One of my book covers is not sitting right on the KDP set up screen, the title on the spine looks like it'll bleed around the corners of the spine. I've sent a screen grab to the designer and asked her to squash the letters.
None of that is major, everything can be sorted out. But my lower abdomen feels like molten metal and the centre of my chest feels like it's buzzing.
Anxiety.
Chrys wrote: "Well, the first video is up. I read from the first chapter of my urban fantasy 'The Temptation of Dragons,' with my small parrot interfering throughout!I love this! I'll post it on my Facebook page tomorrow (I try to schedule a post a day, and so far am failing miserably). Great tone & enthusiasm.
Becky perhaps you could also mention that the book is free download for Kindle until 13 June? Or you could like my Facebook page (Chrys Cymri) and share stuff from there.
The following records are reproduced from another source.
PR #8397, opened 2016-11-17
Fixing store copy to use netty chunking

mneedham:
We're now wiring our chunking into ChunkedInput so
it does chunking at multiple levels. We were previously
having a problem where we probably flooded Netty on the
server side and then nothing would be sent for 5 minutes.

With this change we let Netty handle the flow control.

### DIFF
--- a/enterprise/causal-clustering/src/main/java/org/neo4j/causalclustering/catchup/TimeoutLoop.java
+++ b/enterprise/causal-clustering/src/main/java/org/neo4j/causalclustering/catchup/TimeoutLoop.java
@@ -25,10 +25,12 @@ import java.util.concurrent.TimeUnit;
 import java.util.concurrent.TimeoutException;
 import java.util.function.Supplier;
 
+import org.neo4j.logging.Log;
+
 class TimeoutLoop
 {
     static <T> T waitForCompletion( Future<T> future, String operation, Supplier<Long> millisSinceLastResponseSupplier,
-            long inactivityTimeoutMillis ) throws CatchUpClientException
+                                    long inactivityTimeoutMillis, Log log ) throws CatchUpClientException
     {
         long remainingTimeoutMillis = inactivityTimeoutMillis;
         while ( true )
@@ -49,6 +51,7 @@ class TimeoutLoop
             catch ( TimeoutException e )
             {
                 long millisSinceLastResponse = millisSinceLastResponseSupplier.get();
+                log.info( "Request timed out. Time since last response: " + millisSinceLastResponse );
                 if ( millisSinceLastResponse < inactivityTimeoutMillis )
                 {
                     remainingTimeoutMillis = inactivityTimeoutMillis - millisSinceLastResponse;
--- a/enterprise/causal-clustering/src/main/java/org/neo4j/causalclustering/catchup/storecopy/FileSender.java
+++ b/enterprise/causal-clustering/src/main/java/org/neo4j/causalclustering/catchup/storecopy/FileSender.java
@@ -19,64 +19,89 @@
  */
 package org.neo4j.causalclustering.catchup.storecopy;
 
-import io.netty.channel.ChannelHandlerContext;
-
-import java.io.File;
 import java.io.IOException;
 import java.nio.ByteBuffer;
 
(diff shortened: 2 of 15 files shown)


enterprise/causal-clustering/src/main/java/org/neo4j/causalclustering/core/consensus/log/EntryRecord.java
```diff
@@ -64,7 +64,7 @@ public static EntryRecord read( ReadableChannel channel, ChannelMarshal<Replicat
         }
         catch ( ReadPastEndException e )
         {
-            throw EndOfStreamException.INSTANCE;
+            throw new EndOfStreamException( e );
```
martinfurmanski, line 67: Is this really necessary?

enterprise/causal-clustering/src/main/java/org/neo4j/causalclustering/catchup/storecopy/FileSender.java
```diff
@@ -19,64 +19,89 @@
...
-                // and create a new one for the remaining bytes (or an empty byte array in case the file is empty)
-                bytes = createByteArray( buffer );
-            }
-
-            // send out whatever is left to send as the last chunk
-            perhapsWriteAndFlush( ctx, bytes, true );
+            endOfInput = true;
+            return null;
         }
+        return createByteArray( byteBuffer );
```
martinfurmanski, line 104: Can we in future perhaps refer to the ByteBuf instead of byte[] in FileChunk? Not super important now.

enterprise/causal-clustering/src/main/java/org/neo4j/causalclustering/catchup/storecopy/FileSender.java
```diff
@@ -19,64 +19,89 @@
...
-import org.neo4j.causalclustering.catchup.ResponseMessageType;
-import org.neo4j.io.fs.FileSystemAbstraction;
+import io.netty.buffer.ByteBufAllocator;
+import io.netty.channel.ChannelHandlerContext;
+import io.netty.handler.stream.ChunkedInput;
+
 import org.neo4j.io.fs.StoreChannel;
 
-class FileSender
+class FileSender implements ChunkedInput<FileChunk>
```
martinfurmanski, line 31: Perhaps rename to ChunkedFileSender?

enterprise/causal-clustering/src/main/java/org/neo4j/causalclustering/catchup/TimeoutLoop.java
```diff
@@ -25,10 +25,12 @@
 import java.util.concurrent.TimeoutException;
 import java.util.function.Supplier;
 
+import org.neo4j.logging.Log;
+
 class TimeoutLoop
 {
     static <T> T waitForCompletion( Future<T> future, String operation, Supplier<Long> millisSinceLastResponseSupplier,
-            long inactivityTimeoutMillis ) throws CatchUpClientException
+                                    long inactivityTimeoutMillis, Log log ) throws CatchUpClientException
```
martinfurmanski, line 33: Unnecessary indentation

enterprise/causal-clustering/src/main/java/org/neo4j/causalclustering/core/state/storage/SafeChannelMarshal.java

Oh it hasn't changed then has it? And yet we're supposed to be really making great strides with mental health services. It's not great strides if it's going to cost a fortune. Out of interest let me know how much it is when you find out. An hours therapy when I was 19 cost me £25. That was 26 years ago. Osteopaths are now £40-£50 for half an hour. Physios are £50 for half an hour or was it an hour? I imagine therapy will be in the region of at least £50.
It's sad when you can't get what you need and you're trying to get the help. I'm pulling for you, Alex. I know how it is to battle a mental illness and wanting to and trying to get help for it but stuff like that gets in the way and you feel hopeless. But hang in there it'll work out. You have my empathy and sympathy.
Alex wrote: "Angel wrote: "It's sad when you can't get what you need and you're trying to get the help. I'm pulling for you, Alex. I know how it is to battle a mental illness and wanting to and trying to get he..."I've been through the ringer with it before. Sometimes when you finally get the services you need either they are no longer available or the clinic has made severe cutbacks where the mental health professionals have all left, which has what has happened in my case. So the only time I can see a mental health professional is once every three to four years when its time for me to have my outpatient evaluation. I've never been an inpatient. I've manage to avoid that. So I agree you should avoid that at all cost. I hope it works out for you. I have a feeling it will. But I'm here for you, we all are if you just need to rant or just need to talk. :)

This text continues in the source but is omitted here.